A subclass implements tool_binary (the CLI name to look up on PATH),
tool_version (a way to ask the tool its version), and run (the
actual invocation + parse). Tool absence is reported as
status="unavailable" — never silently skipped.
resolved_binary
classmethod
¶
Resolve the tool binary — venv-local first, then PATH.
is_available
classmethod
¶
Is the wrapped tool resolvable (venv-local OR on PATH)?
tool_version ¶
Best-effort <tool> --version capture; empty string on failure.
unavailable_result ¶
Standard unavailable result for when the tool isn't installed.
run
abstractmethod
¶
Run the tool against target_path and return a PillarResult.
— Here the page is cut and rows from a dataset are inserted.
PR #5215, opened 2026-03-18
feat(jac-scale): Add configurable MongoDB PVC storage size with safe resize support

juzailmlwork:
## Summary
- Replaces hardcoded `1Gi` MongoDB PVC storage size with a configurable `mongodb_storage_size` field
- Implements safe resize logic: increases are patched, same size is skipped, decreases are blocked
- Adds `parse_storage_quantity()` and `resize_pvc_if_needed()` utilities with unit tests

## Notes
StorageClass must have `allowVolumeExpansion: true` for live resizes to work.


jac-scale/jac_scale/tests/test_k8s_utils.jac
```diff
@@ -377,3 +378,40 @@ test "check pods restarted selector and return values" {
 
     assert result_stabilised is False , "pod that restarted once but is now running should not be flagged as crashed";
 }
+
+# --- resize_pvc_if_needed ---
+test "resize pvc if needed: increase patches, no-op skips, decrease raises" {
```
udithishanka, line 384: The 404 case is missing — this is the code path hit on every first deploy, when the StatefulSet was just created but the PVC hasn't been provisioned yet. Without it there's no test that the silent-return guard actually works.

```suggestion
test "resize pvc if needed: increase patches, no-op skips, decrease raises, 404 returns silently" {
```

jac-scale/jac_scale/tests/test_k8s_utils.jac
```diff
@@ -377,3 +378,40 @@ test "check pods restarted selector and return values" {
...
+        "10Gi"
+    );
+    raised = False;
+    try {
+        resize_pvc_if_needed(core_v1_shrink, "ns", "mongo-pvc", "1Gi");
+    } except ValueError {
+        raised = True;
+    }
+    assert raised , "Expected ValueError when trying to shrink PVC";
+}
```
udithishanka, line 471: Add a Case 4 to the test above for the PVC-not-found path, and then add a standalone parametrized test for `parse_storage_quantity` itself (compare to how `parse_cpu_quantity` and `parse_memory_quantity` are tested). Right now decimal suffixes (k, M, G), plain byte values, and invalid inputs are completely untested.

```suggestion
    assert raised , "Expected ValueError when trying to shrink PVC";
}

# --- parse_storage_quantity ---
def _test_parse_storage_valid(pair: tuple) {
    (raw, expected) = pair;
    import from jac_scale.targets.kubernetes.utils.kubernetes_utils { parse_storage_quantity };
    assert parse_storage_quantity(raw) == expected , f"parse_storage_quantity({raw!r}) should be {expected}";
}

parametrize(
    "parse storage quantity valid",
    [
        ("1Ki", 1024),
        ("1Mi", 1024 ** 2),
        ("1Gi", 1024 ** 3),
        ("500", 500),
        ("1k", 1000),
        ("1G", 1000 ** 3),
    ],
    _test_parse_storage_valid
);
```

jac-scale/jac_scale/targets/kubernetes/utils/kubernetes_utils.impl.jac
```diff
@@ -317,6 +317,78 @@ impl wait_for_pod_phase(
     );
 }
 
+"""Parse a Kubernetes storage quantity string into bytes (int).
+
+Supports binary suffixes (Ki, Mi, Gi, Ti, Pi, Ei) and decimal suffixes
+(k, M, G, T, P, E) as well as plain byte values.
+"""
+impl parse_storage_quantity(quantity: str) -> int {
```
udithishanka, line 325: `parse_memory_quantity` normalizes input to uppercase before matching, so `"10gi"` → `"10GI"` → matches `'GI'`. This function does case-sensitive matching, so `"10gi"` or `"10GI"` from jac.toml fall through both loops and hit `int("10gi")` which raises `ValueError: invalid literal for int() with base 10: '10gi'` — not helpful to the user. Either add `q = q.strip()` → use `.upper()` for the check (like parse_memory_quantity) or raise a clear `ValueError(f"Unrecognized storage suffix in '{quantity}'")`  at the end instead of letting `int()` fail.

udithishanka (changes requested):
3 issues to address.

jac-scale/jac_scale/tests/test_k8s_utils.jac
juzailmlwork: this  is fixed

jac-scale/jac_scale/targets/kubernetes/utils/kubernetes_utils.impl.jac
juzailmlwork: this is fixed

jac-scale/jac_scale/tests/test_k8s_utils.jac
juzailmlwork: this is updated

jac-scale/jac_scale/targets/kubernetes/utils/kubernetes_utils.impl.jac
```diff
@@ -317,6 +317,88 @@ impl wait_for_pod_phase(
...
+        'k': 1000,
+        'M': 1000 ** 2,
+        'G': 1000 ** 3,
+        'T': 1000 ** 4,
+        'P': 1000 ** 5,
+        'E': 1000 ** 6
+    };
+    for (suffix, multiplier) in suffixes_binary.items() {
+        if q.endswith(suffix) {
+            return int(q[:-len(suffix)]) * multiplier;
```
udithishanka: suffix-only inputs like `"Gi"` or `"Ki"` match here, then `int("")` blows up with `ValueError: invalid literal for int() with base 10: ''` — not the nice message at the bottom. `parse_memory_quantity` already handles this (line 46). Same guard needed here and in the decimal loop below.

```suggestion
            number_part = q[:-len(suffix)].strip();
            if number_part == '' {
                raise ValueError(
                    f"Storage quantity '{quantity}' is missing a numeric component."
                );
            }
            return int(number_part) * multiplier;
```

jac-scale/jac_scale/targets/kubernetes/utils/kubernetes_utils.impl.jac
```diff
@@ -317,6 +317,88 @@ impl wait_for_pod_phase(
...
+        }
+    }
+    for (suffix, multiplier) in suffixes_decimal.items() {
+        if q.endswith(suffix) {
+            return int(q[:-len(suffix)]) * multiplier;
```
udithishanka: same issue in the decimal suffix loop.

```suggestion
            number_part = q[:-len(suffix)].strip();
            if number_part == '' {
                raise ValueError(
                    f"Storage quantity '{quantity}' is missing a numeric component."
                );
            }
            return int(number_part) * multiplier;
```

udithishanka (changes requested):
1 issue to address.

jac-scale/jac_scale/targets/kubernetes/utils/kubernetes_utils.impl.jac
juzailmlwork: addressed

jac-scale/jac_scale/targets/kubernetes/utils/kubernetes_utils.impl.jac
juzailmlwork: addressed

juzailmlwork:
this is verified working at 21/04/2026 all the corner cases

udithishanka (approved):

Pillars MUST handle missing-tool cleanly via unavailable_result
and runtime failures via error_result. Never silently swallow
a failure.
Finding
dataclass
¶
One static-analysis finding, normalised across tools.
Every field except path and message may be empty if the producing
tool doesn't carry it — but the dataclass shape is stable so downstream
code can rely on it.
FindingSeverity ¶
Bases: str, Enum
Normalised severity across heterogeneous tools.
Each pillar maps its tool's native severity scale onto these five buckets; the mapping is documented per-pillar.